(May 12): A renewed advance in oil prices sent bonds lower after the US and Iran failed to agree on terms to end their war, dashing hopes for a revival of the Strait of Hormuz while stoking inflation concerns.
US crude settled around US$98, with the near-halt of traffic through the waterway reigniting worries about further energy disruptions. The Treasury market, which has priced out the odds of Federal Reserve rate cuts this year amid the Middle East conflict, saw an increase in yields. A rally in chipmakers drove the S&P 500 to another closing high, but most of the gauge’s shares fell.
President Donald Trump is meeting with his national security team to discuss the way forward in the Iran war — including possibly resuming military action — amid a deadlock in negotiations, Axios reported.
The ceasefire between the US and Iran reached a particularly precarious moment as Trump said the deal was on “massive life support.” Speaking to reporters, he called Tehran’s response to his proposal a “piece of garbage.”
“An agreement remains elusive and risks remain elevated,” said Mark Haefele at UBS Chief Investment Office. “Both sides remain under pressure to conclude a deal.”
The conflict with Iran will be on Trump’s agenda when he meets Chinese President Xi Jinping later this week. Revenue that China provides to Iran as well as potential weapons exports would be among the topics discussed at the summit, according to a US official who briefed reporters on a conference call over the weekend.
See also: Asian stocks decline, led by Korea, oil climbs
On the economic front, an upcoming batch of data is likely to affirm Americans’ growing frustration with inflation.
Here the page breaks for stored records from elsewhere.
PR #824, opened 2017-03-14
Release notes 9 4

jameshupp:
## Changes
Adds new release notes

## Notes
With this release we are going to list only USNs rather than USNs and CVEs, unless there’s something specific in CVEs to call out. The lists can get excessively long, and they are referenced by USNs elsewhere. It’s probably worth reviewing our CVE capture to see if we’re able to hold onto the USNs appropriately, as well, at the end of each sprint.


brittag (approved):
Thank you James!

Issue #563, opened 2016-11-15
ELB documentation needs updating / deleting


cnelson:
We either need to update the [ELB Termination](https://cloud.gov/docs/ops/elb/) page with what we do in GovCloud or delete it.

**Acceptance Criteria**
- [ ] ELB documentation is updated or removed form the site

cnelson:
Does any of this information still apply? If not, can we just specifically mention ELBs in the 
the Terraform section in the [aws onboarding](https://cloud.gov/docs/ops/aws-onboarding/) and delete this page?

afeld:
Since the CDN broker is only available in GovCloud (https://cloud.gov/docs/apps/custom-domains/#managed-service-method), seems like it would be sufficient to add a disclaimer to the top of the page with "this only applies to accounts that can't use GovCloud". That being said, maybe we can create the service instances for any new systems that would need it but can't log into GovCloud, and thus we don't need these instructions anymore.

/cc @jmcarp

PR #826, opened 2017-03-15
Drop outdated ELB docs.

jmcarp:
At this point, the ELB docs do more harm than good, since almost statement in them is out of date, and since we stopped using ELBs for custom customer domains. I think we should just delete these pages.


brittag (approved):
This sounds good to me from a content perspective, but I won't merge yet since probably somebody else should review from a technical perspective.

cnelson:
Fixes https://github.com/18F/cg-site/issues/563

Economists see a 0.6% increase in the consumer price index for April, based on the Bloomberg survey median estimate. That’s on the heels of March’s biggest monthly advance since 2022.
Tuesday’s CPI report will be a “spicier” set of figures, the first in a series of readings this week that will feed into the Fed’s preferred measure of inflation, Morgan Stanley’s Matt Hornbach told Bloomberg Television’s Surveillance.
Goldman Sachs Group Inc and Bank of America Corp were the latest in a growing cohort of Wall Street banks pushing back their forecasts for rate cuts, arguing that both inflation and jobs data make a case for the Fed to stay on hold until at least the end of the year.
See also: Asian stocks advance on tech, oil climbs as US-Iran talks break down
Elsewhere, UK bonds were swept up in another selloff as investors grew increasingly anxious about Britain’s finances, given the risk of fresh challenges to Prime Minister Keir Starmer’s leadership.